** Opening Data to examine block **

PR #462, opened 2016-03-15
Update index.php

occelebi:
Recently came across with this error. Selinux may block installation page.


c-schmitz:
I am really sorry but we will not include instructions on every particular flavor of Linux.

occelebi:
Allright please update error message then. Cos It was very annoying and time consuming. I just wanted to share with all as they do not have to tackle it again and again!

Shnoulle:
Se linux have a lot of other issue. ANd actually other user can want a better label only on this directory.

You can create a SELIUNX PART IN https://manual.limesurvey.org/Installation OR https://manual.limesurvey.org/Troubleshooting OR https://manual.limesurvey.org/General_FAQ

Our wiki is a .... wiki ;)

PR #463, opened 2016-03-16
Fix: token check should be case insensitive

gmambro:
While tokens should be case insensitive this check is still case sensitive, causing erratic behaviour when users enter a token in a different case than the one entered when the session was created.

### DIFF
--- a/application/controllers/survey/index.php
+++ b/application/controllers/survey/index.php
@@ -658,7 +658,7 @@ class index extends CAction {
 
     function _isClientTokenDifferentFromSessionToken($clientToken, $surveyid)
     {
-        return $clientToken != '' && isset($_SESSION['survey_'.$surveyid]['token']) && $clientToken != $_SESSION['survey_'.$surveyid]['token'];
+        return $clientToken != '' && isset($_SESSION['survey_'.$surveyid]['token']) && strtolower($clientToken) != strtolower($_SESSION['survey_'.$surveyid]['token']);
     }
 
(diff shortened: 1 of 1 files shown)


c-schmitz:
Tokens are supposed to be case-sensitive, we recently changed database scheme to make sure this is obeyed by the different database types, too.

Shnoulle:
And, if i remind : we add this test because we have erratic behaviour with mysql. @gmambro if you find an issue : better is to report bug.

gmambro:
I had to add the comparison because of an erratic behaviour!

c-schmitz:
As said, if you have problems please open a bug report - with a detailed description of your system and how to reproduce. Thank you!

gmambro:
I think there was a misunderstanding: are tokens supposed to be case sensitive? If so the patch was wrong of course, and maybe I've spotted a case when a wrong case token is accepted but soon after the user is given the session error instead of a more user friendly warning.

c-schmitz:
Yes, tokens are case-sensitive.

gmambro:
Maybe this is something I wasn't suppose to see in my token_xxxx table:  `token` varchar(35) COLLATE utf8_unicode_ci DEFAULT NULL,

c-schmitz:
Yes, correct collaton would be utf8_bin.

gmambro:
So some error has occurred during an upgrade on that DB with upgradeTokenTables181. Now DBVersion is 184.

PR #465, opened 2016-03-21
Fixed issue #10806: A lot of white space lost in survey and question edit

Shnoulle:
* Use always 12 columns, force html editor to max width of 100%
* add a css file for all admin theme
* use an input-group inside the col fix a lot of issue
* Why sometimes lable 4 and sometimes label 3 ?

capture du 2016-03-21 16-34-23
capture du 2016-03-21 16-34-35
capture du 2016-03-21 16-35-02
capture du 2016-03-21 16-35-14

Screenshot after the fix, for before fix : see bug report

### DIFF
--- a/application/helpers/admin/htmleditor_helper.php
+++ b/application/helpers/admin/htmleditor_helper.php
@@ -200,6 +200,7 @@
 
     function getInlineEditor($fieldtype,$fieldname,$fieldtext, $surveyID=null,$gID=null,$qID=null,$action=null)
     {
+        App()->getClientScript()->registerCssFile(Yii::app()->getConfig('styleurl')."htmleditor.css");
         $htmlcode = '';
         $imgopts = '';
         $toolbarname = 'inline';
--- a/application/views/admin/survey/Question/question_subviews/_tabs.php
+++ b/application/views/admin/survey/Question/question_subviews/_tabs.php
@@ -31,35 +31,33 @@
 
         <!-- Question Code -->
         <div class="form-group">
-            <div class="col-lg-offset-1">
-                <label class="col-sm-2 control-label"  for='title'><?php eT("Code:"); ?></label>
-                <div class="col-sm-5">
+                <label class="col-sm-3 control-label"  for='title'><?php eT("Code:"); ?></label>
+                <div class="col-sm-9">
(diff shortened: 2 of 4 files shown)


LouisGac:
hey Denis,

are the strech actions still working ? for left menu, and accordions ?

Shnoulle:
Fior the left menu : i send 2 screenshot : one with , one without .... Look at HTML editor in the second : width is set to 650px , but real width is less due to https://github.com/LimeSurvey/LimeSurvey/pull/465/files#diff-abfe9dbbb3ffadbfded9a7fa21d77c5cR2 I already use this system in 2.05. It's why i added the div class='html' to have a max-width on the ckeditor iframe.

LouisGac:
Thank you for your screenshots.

** Closing Data to examine block **

**What is needed:** What you should do is return the records above exactly, leaving nothing out.

**Solved problem:**
PR #462, opened 2016-03-15
Update index.php

occelebi:
Recently came across with this error. Selinux may block installation page.


c-schmitz:
I am really sorry but we will not include instructions on every particular flavor of Linux.

occelebi:
Allright please update error message then. Cos It was very annoying and time consuming. I just wanted to share with all as they do not have to tackle it again and again!

Shnoulle:
Se linux have a lot of other issue. ANd actually other user can want a better label only on this directory.

You can create a SELIUNX PART IN https://manual.limesurvey.org/Installation OR https://manual.limesurvey.org/Troubleshooting OR https://manual.limesurvey.org/General_FAQ

Our wiki is a .... wiki ;)

PR #463, opened 2016-03-16
Fix: token check should be case insensitive

gmambro:
While tokens should be case insensitive this check is still case sensitive, causing erratic behaviour when users enter a token in a different case than the one entered when the session was created.

### DIFF
--- a/application/controllers/survey/index.php
+++ b/application/controllers/survey/index.php
@@ -658,7 +658,7 @@ class index extends CAction {
 
     function _isClientTokenDifferentFromSessionToken($clientToken, $surveyid)
     {
-        return $clientToken != '' && isset($_SESSION['survey_'.$surveyid]['token']) && $clientToken != $_SESSION['survey_'.$surveyid]['token'];
+        return $clientToken != '' && isset($_SESSION['survey_'.$surveyid]['token']) && strtolower($clientToken) != strtolower($_SESSION['survey_'.$surveyid]['token']);
     }
 
(diff shortened: 1 of 1 files shown)


c-schmitz:
Tokens are supposed to be case-sensitive, we recently changed database scheme to make sure this is obeyed by the different database types, too.

Shnoulle:
And, if i remind : we add this test because we have erratic behaviour with mysql. @gmambro if you find an issue : better is to report bug.

gmambro:
I had to add the comparison because of an erratic behaviour!

c-schmitz:
As said, if you have problems please open a bug report - with a detailed description of your system and how to reproduce. Thank you!

gmambro:
I think there was a misunderstanding: are tokens supposed to be case sensitive? If so the patch was wrong of course, and maybe I've spotted a case when a wrong case token is accepted but soon after the user is given the session error instead of a more user friendly warning.

c-schmitz:
Yes, tokens are case-sensitive.

gmambro:
Maybe this is something I wasn't suppose to see in my token_xxxx table:  `token` varchar(35) COLLATE utf8_unicode_ci DEFAULT NULL,

c-schmitz:
Yes, correct collaton would be utf8_bin.

gmambro:
So some error has occurred during an upgrade on that DB with upgradeTokenTables181. Now DBVersion is 184.

PR #465, opened 2016-03-21
Fixed issue #10806: A lot of white space lost in survey and question edit

Shnoulle:
* Use always 12 columns, force html editor to max width of 100%
* add a css file for all admin theme
* use an input-group inside the col fix a lot of issue
* Why sometimes lable 4 and sometimes label 3 ?

capture du 2016-03-21 16-34-23
capture du 2016-03-21 16-34-35
capture du 2016-03-21 16-35-02
capture du 2016-03-21 16-35-14

Screenshot after the fix, for before fix : see bug report

### DIFF
--- a/application/helpers/admin/htmleditor_helper.php
+++ b/application/helpers/admin/htmleditor_helper.php
@@ -200,6 +200,7 @@
 
     function getInlineEditor($fieldtype,$fieldname,$fieldtext, $surveyID=null,$gID=null,$qID=null,$action=null)
     {
+        App()->getClientScript()->registerCssFile(Yii::app()->getConfig('styleurl')."htmleditor.css");
         $htmlcode = '';
         $imgopts = '';
         $toolbarname = 'inline';
--- a/application/views/admin/survey/Question/question_subviews/_tabs.php
+++ b/application/views/admin/survey/Question/question_subviews/_tabs.php
@@ -31,35 +31,33 @@
 
         <!-- Question Code -->
         <div class="form-group">
-            <div class="col-lg-offset-1">
-                <label class="col-sm-2 control-label"  for='title'><?php eT("Code:"); ?></label>
-                <div class="col-sm-5">
+                <label class="col-sm-3 control-label"  for='title'><?php eT("Code:"); ?></label>
+                <div class="col-sm-9">
(diff shortened: 2 of 4 files shown)


LouisGac:
hey Denis,

are the strech actions still working ? for left menu, and accordions ?

Shnoulle:
Fior the left menu : i send 2 screenshot : one with , one without .... Look at HTML editor in the second : width is set to 650px , but real width is less due to https://github.com/LimeSurvey/LimeSurvey/pull/465/files#diff-abfe9dbbb3ffadbfded9a7fa21d77c5cR2 I already use this system in 2.05. It's why i added the div class='html' to have a max-width on the ckeditor iframe.

LouisGac:
Thank you for your screenshots.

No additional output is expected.